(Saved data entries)
....
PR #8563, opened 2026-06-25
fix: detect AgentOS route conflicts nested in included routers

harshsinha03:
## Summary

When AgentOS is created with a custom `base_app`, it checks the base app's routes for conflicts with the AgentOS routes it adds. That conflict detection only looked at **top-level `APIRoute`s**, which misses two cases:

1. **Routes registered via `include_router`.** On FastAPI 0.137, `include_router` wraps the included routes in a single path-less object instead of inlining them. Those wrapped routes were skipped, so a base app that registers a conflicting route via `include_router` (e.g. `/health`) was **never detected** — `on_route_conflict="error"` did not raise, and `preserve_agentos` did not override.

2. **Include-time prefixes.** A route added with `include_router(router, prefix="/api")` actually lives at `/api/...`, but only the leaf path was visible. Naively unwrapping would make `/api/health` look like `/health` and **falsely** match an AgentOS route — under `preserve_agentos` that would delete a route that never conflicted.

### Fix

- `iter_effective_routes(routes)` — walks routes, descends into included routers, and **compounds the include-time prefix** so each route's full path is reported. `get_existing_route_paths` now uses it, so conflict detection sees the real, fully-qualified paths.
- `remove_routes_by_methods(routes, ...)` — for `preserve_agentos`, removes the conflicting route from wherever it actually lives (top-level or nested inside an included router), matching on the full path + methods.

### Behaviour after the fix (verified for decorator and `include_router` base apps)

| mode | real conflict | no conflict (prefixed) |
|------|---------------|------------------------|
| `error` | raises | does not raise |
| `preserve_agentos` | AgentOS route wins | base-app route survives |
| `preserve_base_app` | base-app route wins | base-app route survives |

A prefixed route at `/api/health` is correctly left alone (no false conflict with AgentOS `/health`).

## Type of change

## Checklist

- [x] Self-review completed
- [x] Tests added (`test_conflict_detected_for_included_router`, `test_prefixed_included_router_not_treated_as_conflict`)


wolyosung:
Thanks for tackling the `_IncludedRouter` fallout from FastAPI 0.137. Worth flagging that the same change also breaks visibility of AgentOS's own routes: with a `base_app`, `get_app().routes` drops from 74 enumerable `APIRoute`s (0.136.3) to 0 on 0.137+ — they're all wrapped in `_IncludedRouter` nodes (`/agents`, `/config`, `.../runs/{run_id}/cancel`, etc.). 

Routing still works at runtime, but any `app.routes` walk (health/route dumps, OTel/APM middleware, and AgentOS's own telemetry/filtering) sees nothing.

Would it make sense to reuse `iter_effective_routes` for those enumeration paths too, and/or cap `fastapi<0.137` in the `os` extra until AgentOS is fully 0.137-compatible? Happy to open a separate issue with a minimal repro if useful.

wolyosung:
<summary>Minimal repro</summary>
....
Try it ▸ Sift the data above for lines with "wins", then copy each one.

Your response ▸
| `preserve_agentos` | AgentOS route wins | base-app route survives |
| `preserve_base_app` | base-app route wins | base-app route survives |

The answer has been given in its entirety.